Dataset entries:
PR #4283, opened 2022-02-15
Fix warn colour in dark mode

### LINKED ISSUE #3310: Folder Wizard Source Page has Broken Hardcoded Warning Color
## How to use GitHub

## Expected Behavior
The warning color on the folder wizard source page should be darker when Dark Mode is enabled (and the text is set to white), in order to maintain legibility.

## Actual Behavior
The warning color on the folder wizard source page when Dark Mode is enabled (and the text is set to white) is identical to the warning color when Dark Mode is not enabled.

## Steps to Reproduce
On a version of macOS with Dark Mode enabled, open “Add Folder Sync Connection”.
> NOTE: This issue may also be present on Linux and/or Windows but has not been confirmed on either.

## Client Configuration
There are two examples posted in the comment thread on Issue https://github.com/nextcloud/desktop/issues/1287:

### Posted by @tmechen on [July 30, 2020](https://github.com/nextcloud/desktop/issues/1287#issuecomment-666388253):
* Client version: 2.6.5
* Operating system: macOS ????

Bildschirmfoto 2020-07-30 um 20 31 11

### Posted by @x00-R0n1n on [May 11, 2020](https://github.com/nextcloud/desktop/issues/1287#issuecomment-839219164):
* Client version: 3.2.1
* Operating system: macOS 10.15.7

image

I was able to reproduce the behavior from the second image on:
* Client version: 3.2.1
* Operating system: macOS 11.3.1

As these two examples illustrate, the issue is not new and in fact seems to be compounding over time (with the background color of the parent widget—`FolderWizardSourcePage`—becoming light gray in the newer version of Nextcloud Desktop).

## Related Code

Using the text in the screenshots, I tracked down the likely source of the yellow color to this Qt `.ui` `<item>`:

https://github.com/nextcloud/desktop/blob/4efe00fecaf88b587c6bcb75f1af17ba1fa12747/src/gui/folderwizardsourcepage.ui#L53-L135

The portions with:
```xml
<color alpha="255"> 
  <red>255</red> 
  <green>255</green> 
  <blue>192</blue> 
</color> 
```
…seem to correspond with the light yellow in question, i.e. `#FFFFC0`.

A version of this yellow with an inverted luminosity would be:
```xml
<color alpha="255"> 
  <red>63</red> 
  <green>63</green> 
  <blue>0</blue> 
</color> 
```
…or `#3F3F00`.

I’m not sure why the background color of the parent widget (`FolderWizardSourcePage`) is light gray, but the cause is likely in either [`folderwizardsourcepage.ui`](https://github.com/nextcloud/desktop/blob/4efe00fecaf88b587c6bcb75f1af17ba1fa12747/src/gui/folderwizardsourcepage.ui) or [`folderwizard.cpp`](https://github.com/nextcloud/desktop/blob/00eca1260edddf9eb14d1312665de9842f6edbdc/src/gui/folderwizard.cpp).

claucambra:
This PR fixes #3310 

How it looks with the fix:

Plasma:
image

Mac:
Screenshot 2022-02-15 at 14 12 50

Also responds to light/dark mode switching on Linux and macOS.

### DIFF
--- a/src/gui/folderwizard.cpp
+++ b/src/gui/folderwizard.cpp
@@ -77,6 +77,8 @@ FolderWizardLocalPath::FolderWizardLocalPath(const AccountPtr &account)
 
     _ui.warnLabel->setTextFormat(Qt::RichText);
     _ui.warnLabel->hide();
+
+    changeStyle();
 }
 
 FolderWizardLocalPath::~FolderWizardLocalPath() = default;
@@ -139,6 +141,31 @@ void FolderWizardLocalPath::slotChooseLocalFolder()
         _ui.localFolderLineEdit->setText(QDir::toNativeSeparators(dir));
     }
     emit completeChanged();
+}
+
+
+void FolderWizardLocalPath::changeEvent(QEvent *e)
+{
+    switch (e->type()) {
+    case QEvent::StyleChange:
+    case QEvent::PaletteChange:
+    case QEvent::ThemeChange:
+        // Notify the other widgets (Dark-/Light-Mode switching)
+        changeStyle();
+        break;
+    default:
+        break;
+    }
+
+    FormatWarningsWizardPage::changeEvent(e);
+}
+
+void FolderWizardLocalPath::changeStyle()
+{
+    const auto warnYellow = Theme::isDarkColor(QGuiApplication::palette().base().color()) ? QColor(63, 63, 0) : QColor(255, 255, 192);
+    auto modifiedPalette = _ui.warnLabel->palette();
+    modifiedPalette.setColor(QPalette::Window, warnYellow);
+    _ui.warnLabel->setPalette(modifiedPalette);
 }
 
 // =================================================================================
--- a/src/gui/folderwizard.h
+++ b/src/gui/folderwizard.h
@@ -60,10 +60,16 @@ public:
     void cleanupPage() override;
 
     void setFolderMap(const Folder::Map &fm) { _folderMap = fm; }
+
+protected:
+    void changeEvent(QEvent *) override;
+
 protected slots:
     void slotChooseLocalFolder();
 
 private:
+    void changeStyle();
+
     Ui_FolderWizardSourcePage _ui;
     Folder::Map _folderMap;
     AccountPtr _account;


src/gui/folderwizard.cpp
```diff
@@ -141,6 +144,31 @@ void FolderWizardLocalPath::slotChooseLocalFolder()
...
+    case QEvent::PaletteChange:
+    case QEvent::ThemeChange:
+        // Notify the other widgets (Dark-/Light-Mode switching)
+        emit styleChanged();
+        break;
+    default:
+        break;
+    }
+
+    QWizardPage::changeEvent(e);
```
mgallien, line 161: you should use the direct base class here
so `FormatWarningsWizardPage::changeEvent(e);`

src/gui/folderwizard.cpp
```diff
@@ -141,6 +144,31 @@ void FolderWizardLocalPath::slotChooseLocalFolder()
...
+}
+
+void FolderWizardLocalPath::slotStyleChanged()
+{
+    const QColor warnYellow = Theme::isDarkColor(QGuiApplication::palette().base().color()) ? QColor(63, 63, 0) : QColor(255, 255, 192);
```
mgallien, line 166: do not repeat yourself
use `const auto warnYellow`

src/gui/folderwizard.h
```diff
@@ -60,6 +60,16 @@ class FolderWizardLocalPath : public FormatWarningsWizardPage
...
     void setFolderMap(const Folder::Map &fm) { _folderMap = fm; }
+
+signals:
+    void styleChanged();
+
+public slots:
+    void slotStyleChanged();
+
+protected:
+    void changeEvent(QEvent *) override;
```
mgallien, line 71: why is this one public ?

claucambra: Not sure what you mean, do you mean why is `slotStyleChanged` public or why isn't `changeEvent` public?

src/gui/folderwizard.cpp
claucambra: Sure, changed

src/gui/folderwizard.cpp
claucambra: Okay, changed

src/gui/folderwizard.h
```diff
@@ -60,6 +60,16 @@ class FolderWizardLocalPath : public FormatWarningsWizardPage
     void cleanupPage() override;
 
     void setFolderMap(const Folder::Map &fm) { _folderMap = fm; }
+
+signals:
+    void styleChanged();
+
+public slots:
+    void slotStyleChanged();
```
allexzander, line 68: @claucambra I agree, since this slot is not connected to another class, you may as well make it private
`connect(this, &FolderWizardLocalPath::styleChanged, this, &FolderWizardLocalPath::slotStyleChanged);`

Having said that, I don't get why you need these signals/slots, as you may as well call the method via `void FolderWizardLocalPath::changeEvent(QEvent *e)` directly.

src/gui/folderwizard.cpp
```diff
@@ -141,6 +144,31 @@ void FolderWizardLocalPath::slotChooseLocalFolder()
...
+{
+    switch (e->type()) {
+    case QEvent::StyleChange:
+    case QEvent::PaletteChange:
+    case QEvent::ThemeChange:
+        // Notify the other widgets (Dark-/Light-Mode switching)
+        emit styleChanged();
+        break;
+    default:
+        break;
```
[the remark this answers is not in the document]
claucambra: This generates compiler warnings for me, but if that is how we generally do it in the client then I can remove it

src/gui/folderwizard.h
claucambra: Good point, now just have a private method called by changeEvent

src/gui/folderwizard.h
claucambra: Alex clarified below, addressed this

mgallien (approved):

PR #4292, opened 2022-02-16
Do not remove files from a Group folder and its nested folders when it is renamed or removed while not allowed.

allexzander:

This should fix https://github.com/nextcloud/groupfolders/issues/1816

### DIFF
--- a/src/libsync/discovery.cpp
+++ b/src/libsync/discovery.cpp
@@ -1295,8 +1295,11 @@ void ProcessDirectoryJob::processFileAnalyzeLocalInfo(
             chopVirtualFileSuffix(serverOriginalPath);
         auto job = new RequestEtagJob(_discoveryData->_account, serverOriginalPath, this);
         connect(job, &RequestEtagJob::finishedWithResult, this, [=](const HttpResult<QByteArray> &etag) mutable {
-            if (!etag || (etag.get() != base._etag && !item->isDirectory()) || _discoveryData->isRenamed(originalPath)) {
-                qCInfo(lcDisco) << "Can't rename because the etag has changed or the directory is gone" << originalPath;
+            
+
+            if (!etag || (etag.get() != base._etag && !item->isDirectory()) || _discoveryData->isRenamed(originalPath)
+                || (isAnyParentBeingRestored(originalPath) && !isRename(originalPath))) {
+                qCInfo(lcDisco) << "Can't rename because the etag has changed or the directory is gone or we are restoring one of the file's parents." << originalPath;
                 // Can't be a rename, leave it as a new.
                 postProcessLocalNew();
             } else {
@@ -1436,7 +1439,7 @@ void ProcessDirectoryJob::processFileFinalize(
         job->setInsideEncryptedTree(isInsideEncryptedTree() || item->_isEncrypted);
         if (removed) {
             job->setParent(_discoveryData);
-            _discoveryData->_queuedDeletedDirectories[path._original] = job;
+            _discoveryData->enqueueDirectoryToDelete(path._original, job);
         } else {
             connect(job, &ProcessDirectoryJob::finished, this, &ProcessDirectoryJob::subJobFinished);
             _queuedJobs.push_back(job);
@@ -1550,7 +1553,8 @@ bool ProcessDirectoryJob::checkPermissions(const OCC::SyncFileItemPtr &item)
             // No permissions set
             return true;
         }
-        if (!perms.hasPermission(RemotePermissions::CanDelete)) {
+        if (!perms.hasPermission(RemotePermissions::CanDelete) || isAnyParentBeingRestored(item->_file))
+        {
             item->_instruction = CSYNC_INSTRUCTION_NEW;
             item->_direction = SyncFileItem::Down;
             item->_isRestoration = true;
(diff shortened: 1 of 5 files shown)


CarlSchwan:
I will try to test this tomorrow

mgallien:
> I will try to test this tomorrow

@CarlSchwan do you still plan to test this ?

src/libsync/discovery.cpp
```diff
@@ -1566,6 +1570,34 @@ bool ProcessDirectoryJob::checkPermissions(const OCC::SyncFileItemPtr &item)
...
+
+    OCC::SyncJournalFileRecord base;
+    // are we allowed to rename?
+    if (!_discoveryData || !_discoveryData->_statedb || !_discoveryData->_statedb->getFileRecord(originalPath, &base)) {
+        return false;
+    }
+    qCWarning(lcDisco) << "isRenameAndIsAllowed from" << originalPath << " to" << targetPath << " :"
+                       << base._remotePerm.hasPermission(RemotePermissions::CanRename);
+    return base._remotePerm.hasPermission(RemotePermissions::CanRename);
+}
```
mgallien, line 1600: This method is not currently covered by automated tests making it hard to get tested and to understand its effect.
Can you extend automated tests to cover also this new code ?

test/testpermissions.cpp
```diff
@@ -499,11 +496,16 @@ private slots:
         lm.rename("changeonly/sub2/filetorname2a", "changeonly/sub2/aaa2_renamed");
         lm.rename("changeonly/sub2/filetorname2z", "changeonly/sub2/zzz2_renamed");
 
+        auto expectedState = fakeFolder.currentLocalState();
+
+        QVERIFY(fakeFolder.syncOnce());
+        QCOMPARE(fakeFolder.currentLocalState(), expectedState);
+        QCOMPARE(fakeFolder.currentRemoteState(), expectedState);
+
```
mgallien, line 504: why do you put an extra `syncOnce()` call here ?
are you not changing what this test is doing ?

test/testpermissions.cpp
```diff
@@ -216,13 +216,10 @@ private slots:
         currentLocalState = fakeFolder.currentLocalState();
         QVERIFY(currentLocalState.find("readonlyDirectory_PERM_M_/cannotBeRemoved_PERM_WVN_.data"));
         QVERIFY(currentLocalState.find("readonlyDirectory_PERM_M_/subdir_PERM_CK_"));
-        // the subdirectory had delete permissions, so the contents were deleted
-        QVERIFY(!currentLocalState.find("readonlyDirectory_PERM_M_/subdir_PERM_CK_/subsubdir_PERM_CKDNV_"));
+        // the subdirectory had delete permissions, but, it was within the recovered directory, so must also get recovered
+        QVERIFY(currentLocalState.find("readonlyDirectory_PERM_M_/subdir_PERM_CK_/subsubdir_PERM_CKDNV_"));
```
mgallien, line 220: we should mention that in the documentation and/or release notes to make sure people expect that change in behavior

src/libsync/discovery.cpp
```diff
@@ -1566,6 +1570,34 @@ bool ProcessDirectoryJob::checkPermissions(const OCC::SyncFileItemPtr &item)
...
+        }
+    }
+    return false;
+}
+
+bool ProcessDirectoryJob::isRenameAndIsAllowed(const QString &originalPath, const QString &targetPath) const
+{
+    if (!(originalPath.startsWith(_currentFolder._original)
+        && originalPath.lastIndexOf('/') == _currentFolder._original.size())) {
+        // early-out if it is a move, not a rename
```
mgallien, line 1588: I do not understand the distinction you do between a move and a rename
is a move moving the folder to another place without changing its name ?
what about moving the folder to another parent folder and changing the name at the same time ?

allexzander: @mgallien Thanks for this comment. I have double-checked.

Move - is the change of parent. E.G. - "**A/b/c/**file.txt" -> "**A/a1/**file.txt" - the location changes in a structure.
Rename - is the change of name. E.G. - "A/b/c/**file**.txt" -> "A/b/c/**file-enamed**.txt" - the location changes in a structure.

We have 2 main points:
- A rename can be allowed when the move is not, so, if it is not a move - we must check for rename permission
- If it is a move, we do not check for nested renames, as, in this case, we must reupload all files anyways

Your point about moving the folder to another parent and changing the name at the same time - this is possible, though is an edge case which is unlikely. Since it is an artificial scenario, there is no reliable way to detect both moves and renames such that we can decide which of the two we allow - the best way is to prevent the rename of an item if it has been moved while the move was forbidden. I hope that makes sense?

These condition does not prevent normal rename (without also moving at the same time) if rename permissions are present.

test/testpermissions.cpp
allexzander: @mgallien There are no `syncOnce()` calls in this test. I call it each time I do changes either to local or to remote state, so changes do propagate from one to another state. There are 3 calls to `syncOnce()` in this test. The first one is called after creating a folder structure via remote state `rm.mkdir(), etc.`, the second one is called after renaming some files, while the third one is called after renaming some folders. Please double-check.

Yes, you are right. I have to change what this test is doing. This is because we are now restoring all nested files/folders in case the parent was moved/renamed while not allowed. This effectively prevents deleting each nested file/folder one by one in case they were allowed to be removed, but, are not supposed to get removed when the parent is renamed.

test/testpermissions.cpp
allexzander: > we should mention that in the documentation and/or release notes to make sure people expect that change in behavior

Why? There will be explanatory error notifications in the activity list and then, people would end up having 2 folders - renamed (which gets uploaded as a full copy), and an old folder untouched on the server.

But, yes, we can add this into release notes if you want.

src/libsync/discovery.cpp
allexzander: @mgallien The method is now simplified and is covered

test/testpermissions.cpp
mgallien: I will take care of it when sending the changelog to marketing
I want to say something like
to prevent data loss we are now making sure we upload all folders with new files in them even if they had been deleted from server

mgallien (approved):

claucambra (approved):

Exercise
Above are the records. Identify each line that contains the word "CanDelete".

Your solution
-        if (!perms.hasPermission(RemotePermissions::CanDelete)) {
+        if (!perms.hasPermission(RemotePermissions::CanDelete) || isAnyParentBeingRestored(item->_file))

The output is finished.